[[ DATA SECTION, beginning ]]

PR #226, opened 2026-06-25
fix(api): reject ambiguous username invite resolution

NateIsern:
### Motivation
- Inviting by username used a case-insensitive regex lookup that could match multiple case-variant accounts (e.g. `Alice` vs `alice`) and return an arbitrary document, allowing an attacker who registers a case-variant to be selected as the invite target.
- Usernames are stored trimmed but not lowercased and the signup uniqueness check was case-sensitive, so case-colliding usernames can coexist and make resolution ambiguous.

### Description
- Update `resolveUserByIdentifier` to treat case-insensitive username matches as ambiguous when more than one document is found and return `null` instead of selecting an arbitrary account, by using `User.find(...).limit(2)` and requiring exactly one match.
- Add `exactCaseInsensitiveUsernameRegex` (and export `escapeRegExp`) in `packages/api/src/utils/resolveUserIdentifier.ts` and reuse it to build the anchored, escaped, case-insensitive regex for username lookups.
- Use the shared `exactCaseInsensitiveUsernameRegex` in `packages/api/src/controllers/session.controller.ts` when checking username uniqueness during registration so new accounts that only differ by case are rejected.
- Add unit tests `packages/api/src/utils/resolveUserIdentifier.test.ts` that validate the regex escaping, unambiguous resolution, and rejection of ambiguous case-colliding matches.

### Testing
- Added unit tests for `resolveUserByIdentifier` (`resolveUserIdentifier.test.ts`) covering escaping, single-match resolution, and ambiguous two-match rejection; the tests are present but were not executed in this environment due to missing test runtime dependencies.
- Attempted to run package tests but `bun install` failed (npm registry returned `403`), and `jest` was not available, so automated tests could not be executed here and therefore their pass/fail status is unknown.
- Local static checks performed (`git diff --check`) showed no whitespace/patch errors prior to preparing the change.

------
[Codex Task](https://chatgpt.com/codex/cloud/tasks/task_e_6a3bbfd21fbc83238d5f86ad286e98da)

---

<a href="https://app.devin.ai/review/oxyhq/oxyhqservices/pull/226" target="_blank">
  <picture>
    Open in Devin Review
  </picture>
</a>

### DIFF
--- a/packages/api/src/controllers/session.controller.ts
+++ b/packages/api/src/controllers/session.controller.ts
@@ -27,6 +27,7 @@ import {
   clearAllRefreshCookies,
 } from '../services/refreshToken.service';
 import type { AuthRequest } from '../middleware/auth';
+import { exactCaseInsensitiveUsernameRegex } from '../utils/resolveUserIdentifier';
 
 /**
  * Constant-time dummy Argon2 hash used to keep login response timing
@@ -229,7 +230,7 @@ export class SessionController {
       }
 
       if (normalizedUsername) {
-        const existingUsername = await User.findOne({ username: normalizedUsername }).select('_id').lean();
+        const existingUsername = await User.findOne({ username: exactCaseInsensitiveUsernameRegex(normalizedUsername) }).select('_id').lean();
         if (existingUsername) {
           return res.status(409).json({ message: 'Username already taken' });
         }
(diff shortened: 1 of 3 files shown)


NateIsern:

[[ DATA SECTION, end ]]

The lines above that hold the word "utils" should be found and copied out.

- Add `exactCaseInsensitiveUsernameRegex` (and export `escapeRegExp`) in `packages/api/src/utils/resolveUserIdentifier.ts` and reuse it to build the anchored, escaped, case-insensitive regex for username lookups.
- Add unit tests `packages/api/src/utils/resolveUserIdentifier.test.ts` that validate the regex escaping, unambiguous resolution, and rejection of ambiguous case-colliding matches.
+import { exactCaseInsensitiveUsernameRegex } from '../utils/resolveUserIdentifier';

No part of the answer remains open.